In his book, “Mastery,” Robert Greene draws from the latest research, interviews modern masters, and examines the lives of former greats like Albert Einstein, Leonardo da Vinci, and Mozart to discover what it takes to achieve excellence. He argues that success is within anyone’s reach, if they have discipline, patience, and follow a number of important steps.

  1. Find your life’s task. Many people have an intense feeling about what they’re best at. Too often, they’re driven away from it by other people. The first step is to trust yourself and aim your career path at what’s unique about you.
  2. Rather than compete in a crowded field, find a niche where you can dominate.
  3. Rebel against the wrong path, and use that anger as motivation.
  4. Love your subject at a very basic level.
  5. Find the ideal apprenticeship.
  6. Engage in deep observation, practice incessantly, and experiment.
  7. Value learning over money so you’re not a slave to everyone’s opinion.
  8. Revert to a feeling of inferiority in order to truly learn.
  9. Engage in intense practice and lean toward resistance and pain.
  10. Rely on trial and error more than anything.
  11. Absorb a master’s power.
  12. Choose a mentor who will intensely challenge you.
  13. Absorb your master’s knowledge completely — and then transform it.
  14. Create a back-and-forth dynamic with all of your relationships.
  15. Master social intelligence.
  16. Accept criticism and adapt to power structures and society.
  17. Meticulously craft your persona.
  18. Suffer fools, and learn to exploit them.
  19. Awaken the dimensional mind, and be bold.

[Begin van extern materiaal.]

PR #730, opened 2026-06-17
CMake: don't export turbojpeg symbols

### LINKED ISSUE #729: Exports conflicting turbojpeg functions
If you'd like to put out an incentive for fixing this bug, you can do so at https://issuehunt.io/r/LibVNC/libvncserver

**Describe the bug**
libvncserver.so exports turbojpeg functions. If an application links to both libvncserver and libjpeg-turbo (either directly or indirectly through another library), it can cause the application to unexpectedly call the libvncserver implementation instead of the libjpeg-turbo implementation.

**To Reproduce**
[test.c](https://github.com/user-attachments/files/29026584/test.c)

Compile and run the attached test program:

The key to mastery is rejecting conservatism and becoming increasingly bold.
  20. Absorb everything, and then let your brain make connections for you.
  21. Avoid putting things into familiar categories.
  22. Don’t let impatience derail your plans.
  23. Value mechanical and abstract intelligence equally.
  24. Avoid “technical lock,” or getting wrapped up in technical artistry instead of the real problem.
  25. Fuse the intuitive and the rational. This is the final step. Deep immersion in a particular field, experience in an apprenticeship, time under a mentor, and unlocking creative potential create an extraordinary depth of knowledge and an ability to quickly and instinctively respond to any situation. Combining that instinct with rational processes allows people to achieve their greatest potential, to become masters.
  26. Shape your world around your strengths.
  27. Know that practice is just as important as innate skill.

Achievement through thousands of hours of practice seems so ordinary somehow. But it’s how most people become masters.

Voor punt 1 zag ik gister een prachtige video (via @numentum):

En voor punt 4 vraag ik me af. Kan je houden van “het vak bedrijfseconoom/accountant” on a basic level. Wat is het dan waar je van houdt?

En als ik me dan afvraag wat ik hiermee wil voor mijn expeditie. Dan gaat dat over punt 11,12 en 13. Aanreiken van “excellent source of knowledge”, intensely challenge (kritisch denken), absorbing everything, and then going beyond (betekenis geven).